Materials and Methods

            Water was collected onboard the U.S. EPA R/V Lake Guardian from a depth of approximately 1.5 m, while in transect, through a submersed Teflon-lined polyethylene tube attached to a weight towed at depth.   Water was pumped into the chemistry lab onboard the ship using a pneumatically driven Teflon double diaphragm pump (Husky Model 307), where it was collected in a continuous flow through unit (the ferry box).   The FluoroProbe was submersed in water contained in the ferry box.   Water from the ferry box was provided to the Fast Repetition Rate Fluorometer (FRRF, Chelsea Instruments) and the AU-10 at a continuous flow rate through hoses connecting the ferry box to the instruments.   The internal clocks of the FluoroProbe, FRRF, and AU-10 were synchronized with the time stamped differential GPS ship log, so that all data could be referenced to specific locations along transects.   On 30 second intervals the ship log recorded time (GMT), date (ddmmyy), coordinates (latitude/longitude), speed over ground (SOG) (km/h, knots), depth under hull (m), and the water temperature (°C).   The flow rate through the ferry box (volume = 9.5 L) was calibrated to 4.65 L/min to obtain a turnover of lakewater in the ferry box within 0.5 km of linear distance traveled over the lake surface at a speed of 8 knots.   At the end of each transect, data was downloaded from the instruments and the ship log to our field computer (Panasonic, CF-29) for later processing.   Processed data was then entered into ArcGIS TM 8.       

Results

Total Chl-a concentrations were lowest in the south east transects with values ranging from 0.09-0.53 µg/L.   In the north east transects concentrations were higher (0.54-0.95 µg/L).   In the central transects most locations sampled ranged from 0.09-0.53 µg/L, but some locations ranged from 0.96-1.48 µg/L.   In the south central transects Chl-a ranged from 0.54-2.63 µg/L.   Total Chl-a concentrations were highly variable in the west transects ranging from 0.09-4.74 µg/L (Fig. 1.).  

Heterokontophyta and Dinophyta was the most abundant algal division (Fig. 2.).   Concentrations ranged from 0.00-0.29 µg/L (Chl-a equiv.) and 0.30-0.61 µg/L (Chl-a equiv.) in the east transects.   In the central and south central transects locations sampled ranged in concentration from 0.00-0.29 µg/L, 0.30-0.61 µg/L, 0.62-0.98 µg/L, and, in some locations, from 0.99-2.14 µg/L.   Concentrations in the west transects were similarly variable, but in some locations values were as high as 2.15-3.92 µg/L.  

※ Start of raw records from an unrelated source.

PR #224, opened 2023-06-28
Fix native_transport_ssl_test.py::TestNativeTransportSSL::test_connect_to_ssl

jacek-lewandowski:
With the change in Netty, namely https://github.com/netty/netty/pull/13314, it throws NotSslRecordException

### DIFF
--- a/native_transport_ssl_test.py
+++ b/native_transport_ssl_test.py
@@ -40,7 +40,7 @@ class TestNativeTransportSSL(Tester):
         except NoHostAvailable:
             pass
 
-        if cluster.version() >= '4.0':
+        if cluster.version() >= '4.0' and cluster.version() < '5.0':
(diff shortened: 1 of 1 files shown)


native_transport_ssl_test.py
```diff
@@ -40,7 +40,7 @@ def test_connect_to_ssl(self):
         except NoHostAvailable:
             pass
 
-        if cluster.version() >= '4.0':
+        if cluster.version() >= '4.0' and cluster.version() < '5.0':
```
driftx, line 43: If NotSslRecordException is being thrown we should assert that happens in 5.0

jacek-lewandowski: there is "else" block

jacek-lewandowski:
renamed branch https://github.com/apache/cassandra-dtest/pull/226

Chlorophyta was the next most abundant division.   Concentrations ranged from 0.27-0.57 µg/L and 0.14-0.39 µg/L in the north east transects and from 0.00-0.26 µg/L in the south east transects.   Locations sampled in the central transects were highly variable in Chlorophyta concentration (0.00-0.57 µg/L).   Most locations sampled in the south central transects ranged from 0.14-0.57 µg/L, but for one 20 km stretch, east of Vermillion, OH, values ranged from 0.58-0.82 µg/L.   Concentrations in the west ranged from 0.00-0.82 µg/L.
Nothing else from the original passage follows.